- [Exercise objective]
Your response should contain each line of the data that includes "gemini".

- [Exercise materials]
PR #9373, opened 2026-07-18
fix(tab-bar): detect new-tab menu agents on the host that owns the workspace

### LINKED ISSUE #9370: [Bug]: New-tab agent menu lists locally installed agents for remote (runtime-hosted) workspaces
**Operating system:** macOS (client); remote workspace host affected regardless of OS

**Orca version:** v1.4.140-rc.0

**Details**

Short summary:
When a workspace is hosted on a remote server (runtime environment, no SSH connection), the tab-bar `+` menu's agent section (Claude, Codex, Grok, OpenCode, Pi, OMP, Droid, ...) shows the agents installed on the **local client machine** instead of the ones installed on the remote host.

What happened?
- Open a workspace that lives on a remote server where only some agents are installed.
- Open the `+` / new-tab dropdown: every agent installed locally is offered, including ones missing on the remote.
- Picking one of those agents opens a terminal that immediately fails, e.g. `zsh: command not found: pi`.
- On local workspaces the menu correctly only shows detected agents, so remote workspaces should respect the remote host's installed set the same way.

How can we reproduce it?
1. Connect to / open a workspace hosted on a remote runtime environment.
2. Make sure an agent (e.g. `pi`) is installed locally but NOT on the remote host.
3. Click the tab-bar `+` button — the missing agent is listed anyway.
4. Launch it — the terminal on the remote host fails with `command not found`.

Anything else that might help:
- Root cause: `QuickLaunchAgentMenuItems` (`src/renderer/src/components/tab-bar/QuickLaunchButton.tsx`) resolved the agent-detection host from the repo's SSH connection id only. Runtime-hosted workspaces have no SSH connection, so detection silently fell back to probing the local machine's PATH.
- The searchable create-entry in the same dropdown (`TabBar.tsx`) already resolved SSH → runtime → local correctly; the two menu variants had drifted.

mmarabel:
Closes #9370.

## Summary

For workspaces hosted on a remote server (runtime environment, no SSH connection), the tab-bar `+` menu's agent section resolved the agent-detection host from the repo's SSH connection id only. That came back `null` for runtime-hosted workspaces, so detection silently probed the **local** machine and offered agents that are not installed remotely — launching one failed immediately (e.g. `zsh: command not found: pi`).

The searchable create-entry in the same dropdown already resolved SSH → runtime → local correctly; the two menu variants had drifted. This PR extracts that resolution into a shared `useAgentDetectionTarget(worktreeId)` hook (`src/renderer/src/hooks/useAgentDetectionTarget.ts`) and uses it in both places, so the static menu, the searchable entry, and the review-notes send menu (which reuses the component) cannot drift again. `undefined` while the owning repo hydrates is preserved, so local agents never flash for remote workspaces.

## Screenshots

After the fix — a workspace on a remote server lists only the agents actually detected on the remote host (compare with the broken behavior in #9370, where locally-installed agents like Pi/OMP/Droid were offered and then failed with `command not found`):

New-tab agent menu on a remote workspace showing only remotely detected agents

No visual change to the menu UI itself — only which agents are listed changes.

## Testing

- [x] `pnpm lint`
- [x] `pnpm typecheck`
- [x] `pnpm test` — 29,550 passed; 28 failures in 4 unrelated files (`pr-comments-list-selection`, `pr-comment-presentation`, `LinearAgentSkillSetupPrompt.reminder-toast`, `SidebarToolbar`) reproduce identically without this change — they fail on `window.localStorage` being undefined under Node 26 (repo engines want Node 24). None of them import anything touched here.
- [ ] `pnpm build` — not run; full `tsc` typecheck passes across node/cli/web configs and the dev app (`pnpm dev`) builds and launches cleanly with the fix verified manually against a remote workspace.

New tests: 7 resolver cases in `useAgentDetectionTarget.test.ts` (local / SSH / runtime repo owner / worktree-level override / focused-runtime fallback / SSH-over-runtime precedence / hydration-pending) and 4 regression tests in `QuickLaunchButton.test.ts` asserting the menu probes the runtime environment, the SSH host, local, and never falls back to local while the owning repo hydrates.

## AI Review Report

Review covered: (1) both tab-bar menu variants plus the `ReviewNotesSendMenuContent` reuse of `QuickLaunchAgentMenuItems` — all now share the one resolver; (2) host-ownership precedence matches `TabBar`'s pre-existing order (SSH connection id first, then runtime environment, then local, undefined while unhydrated); (3) the resolver returns a stable string key from the Zustand selector with the object memoized from the key, so retained tab strips don't re-render on unrelated store writes; (4) cross-platform compatibility — no platform-specific behavior introduced: detection itself continues to run through the existing per-host paths (local PATH probing incl. WSL targeting, SSH relay `preflight.detectAgents` on the remote host, runtime-daemon RPC), and no shortcuts, labels, paths, or shell behavior were touched. Flagged and addressed: the type-only `ConnectionOwnerState` export is erased at runtime, so main-process behavior is untouched.

## Security Audit

No new IPC surface, command execution, path handling, auth, or secrets. The change is pure renderer state reads (repo/worktree ownership) choosing among three **existing** detection channels: local preflight IPC, the authenticated SSH relay's `preflight.detectAgents`, and the runtime-daemon RPC allowlist (`preflight.detectAgents` was already allowlisted and used by the searchable create entry). No user input is parsed; no dependencies added. No follow-up needed.

## Notes

- First menu open on a remote workspace triggers one fresh probe against the remote host (cached afterward), so the list may briefly show "No agents detected" on first open — same behavior the searchable create entry already had.
- SSH-connected repos are behaviorally unchanged (same target as before); only runtime-hosted workspaces move from local to remote detection.

## ELI5

On remote-server workspaces, the new-tab menu listed agents installed on your laptop, not on the remote host — so launching one failed with command not found. Agent detection now uses the host that owns the workspace.

### DIFF
--- a/src/renderer/src/components/tab-bar/QuickLaunchButton.test.ts
+++ b/src/renderer/src/components/tab-bar/QuickLaunchButton.test.ts
@@ -3,26 +3,32 @@ import { renderToStaticMarkup } from 'react-dom/server'
 import { beforeEach, describe, expect, it, vi } from 'vitest'
 import { QuickLaunchAgentMenuItems, shouldShowLaunchWatchdogTimeout } from './QuickLaunchButton'
 
-const { shortcutLabelMock, storeState, openSettingsPageMock, openSettingsTargetMock } = vi.hoisted(
-  () => ({
-    shortcutLabelMock: vi.fn<() => string | null>(),
-    storeState: {
-      settings: {
-        defaultTuiAgent: 'codex' as 'claude' | 'codex' | 'gemini' | 'blank' | null,
-        disabledTuiAgents: [] as string[]
-      },
-      worktreesByRepo: {},
-      repos: [],
-      openSettingsPage: vi.fn(),
-      openSettingsTarget: vi.fn()
+const {
+  shortcutLabelMock,
+  storeState,
+  openSettingsPageMock,
+  openSettingsTargetMock,
+  useDetectedAgentsMock
+} = vi.hoisted(() => ({
+  shortcutLabelMock: vi.fn<() => string | null>(),
+  storeState: {
+    settings: {
+      defaultTuiAgent: 'codex' as 'claude' | 'codex' | 'gemini' | 'blank' | null,
+      disabledTuiAgents: [] as string[],
+      activeRuntimeEnvironmentId: null as string | null
     },
-    openSettingsPageMock: vi.fn(),
-    openSettingsTargetMock: vi.fn()
-  })
-)
+    worktreesByRepo: {} as Record<string, { id: string; repoId: string; hostId?: string | null }[]>,
+    repos: [] as { id: string; connectionId: string | null; executionHostId: string | null }[],
+    openSettingsPage: vi.fn(),
+    openSettingsTarget: vi.fn()
+  },
+  openSettingsPageMock: vi.fn(),
+  openSettingsTargetMock: vi.fn(),
+  useDetectedAgentsMock: vi.fn()
+}))
 
 vi.mock('@/hooks/useDetectedAgents', () => ({
-  useDetectedAgents: () => ({ detectedIds: ['claude', 'codex', 'gemini'] })
+  useDetectedAgents: useDetectedAgentsMock
 }))
 
 vi.mock('@/hooks/useShortcutLabel', () => ({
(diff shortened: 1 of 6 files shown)


brennanb2025:
Taking a look!

mmarabel:
Not rebased / not pushed: this is already on `main`.

`useAgentDetectionTargetForWorktree` now resolves SSH → runtime → local (plus folder / floating / hydration-pending cases) and is used by both `QuickLaunchButton` and `use-tab-bar-runtime-model`. Replaying this branch would regress that resolver.

mmarabel:
Closing as already shipped: `useAgentDetectionTargetForWorktree` already owns host-aware new-tab agent detection on main.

- [Problem solution]
-        defaultTuiAgent: 'codex' as 'claude' | 'codex' | 'gemini' | 'blank' | null,
+      defaultTuiAgent: 'codex' as 'claude' | 'codex' | 'gemini' | 'blank' | null,
-  useDetectedAgents: () => ({ detectedIds: ['claude', 'codex', 'gemini'] })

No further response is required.